Analyzing passive smoking, the researchers found out that the concentration of toxic and harmful substances in the auxiliary jet of a traditional cigarette is much higher than in the main jet. This means that inhaling the smoke from a lit cigarette is much more harmful than direct inhalation (Chart 1). Since passive smokers are mostly subject to the auxiliary smoke, their health is at much higher risk than was previously thought.


The comparison of concentration of substances in the main and auxiliary jet 1
Chart 1.

Numerous studies have identified more than 5600 different chemical compounds in cigarette smoke. However, despite rapid advancements in science and technology, several compounds remain unidentified. Cigarette smoke consists of two phases,gaseous and molecular, in which about 400-500 chemical compounds may be identified in gaseous form, and about 3500 chemical compounds in molecular phase.2 Gaseous phase composition is mostly nitrogen oxides, acetic aldehyde, pyridine and N-nitrosamines.  Many of these substances are harmful, e.g. N-nitrosamines are potentially cancerogenic.3

In the molecular stage, we see, among others, polycyclic aromatic hydrocarbons (PAH), alcohols, phenols, heavy metals and pyridine alkaloids (e.g. nicotine).4,5,6 Many of these substances are harmful, for example polycyclic aromatic hydrocarbons (PAH) and some of the heavy metals are cancerogenic substances.

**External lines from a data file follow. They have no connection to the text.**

PR #714, opened 2016-06-27
Fix coordinates of the "object-unlocked" icon

danpla:
Before/after:
img


achadwick:
I'd like to see what happens if we keep the body of the lock still, but reflect the shackle popping out.

danpla:
Like in Krita?
2016-06-27-154115_1600x900_scrot

odysseywestra:
This is a fairly simple fix. @achadwick are you okay with me Rebasing and Merging this one in?

achadwick:
Yes, fine. Let's do that now, in fact. I've been putting this off because I quite like the body of the lock popping out like that, in a way.

We can always revert later on :)

Issue #712, opened 2016-06-27
Layers: Double click on expanders emits renaming


danpla:
#### Description of the problem

A double click on expander emits renaming of a layer, which is pretty annoying. This happens because expanders attached to "name" columns, which request rename on a double click.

For e-cigarettes, the situation is very different. There are far less substances created when creating the aerosol. Due to the limited pool of chemical compounds, it is much easier to test what exactly is being inhaled by the e-smoker. The e-cigarette “smoke” was tested and proven not to contain harmful substances such as toluene, benzene, styrene, naphthalene, hexanal or valeric aldehyde which are present in the traditional cigarette smoke.  The only major chemical compound found in the e-smoker’s environment is nicotine. However, recent studies show that the exposure of passive smokers to the effects of nicotine from e-cigarettes is as much as 10 times less than for traditional cigarettes - detailed data will be published at the international conference in Boston: Czogała et al. SRNT 2013.

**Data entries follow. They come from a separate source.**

PR #120, opened 2024-09-09
fix: correct conda package name

jflatt-gia:
Blender cloud submitter was defaulting with a conda package name that is inconsistent with the github and pypi package name.
 
Rename the package variables from "blender-openjd" to "deadline-cloud-for-blender".

Changes the default value.  Can be changed via deadline Conda Queue Environment, or manually in the submitter dialog.
When overriding python wheels, it should exclude the correct package.

In Blender, Render->Submit to AWS Deadline Cloud, Conda Packages line editor shows the package name.

Not applicable.

No

----

### DIFF
--- a/src/deadline/blender_submitter/addons/deadline_cloud_blender_submitter/open_deadline_cloud_dialog.py
+++ b/src/deadline/blender_submitter/addons/deadline_cloud_blender_submitter/open_deadline_cloud_dialog.py
@@ -76,7 +76,7 @@ def create_deadline_dialog(parent=None) -> SubmitJobToDeadlineDialog:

1. J. Turiel, Indoor pollution and health hazards, Wiley&Sous, NY (1998).

2. W. Piekoszewski, E. Florek: Markery narażenia na dym tytoniow, Katedra i Zakład Toksykologii, Akademia Medyczna, Poznań, (2001).

3. D. Hoffmann, I. Hoffmann, K. El-Bayoumy: The Less Harmful Cigarette: A Controversial Issue. A Tribute to Ernst L. Wynder, Chem. Res. Toxicol., 14 (2001) 767-790.

4. D. Hoffmann, I. Hoffmann: The changing cigarette 1950-1995, J. Toxicol. Environ. Health., 50 (1997) 307-364.

5. D. Hoffmann, E.L. Wynder: Aktives und passives Rauchen, Lehrbuch der Toxikologie. H. Marquardt, S.G. Schafer. Mannheim, Leipzig, Wien, Zurich, BJ-Wiss.-Verl. (1994) 589-605.

6. M. Kulza: Interakcje metaboliczne pomiędzy dymem tytoniowym a alkoholem etylowymRozprawa Doktorska, Poznań (2011).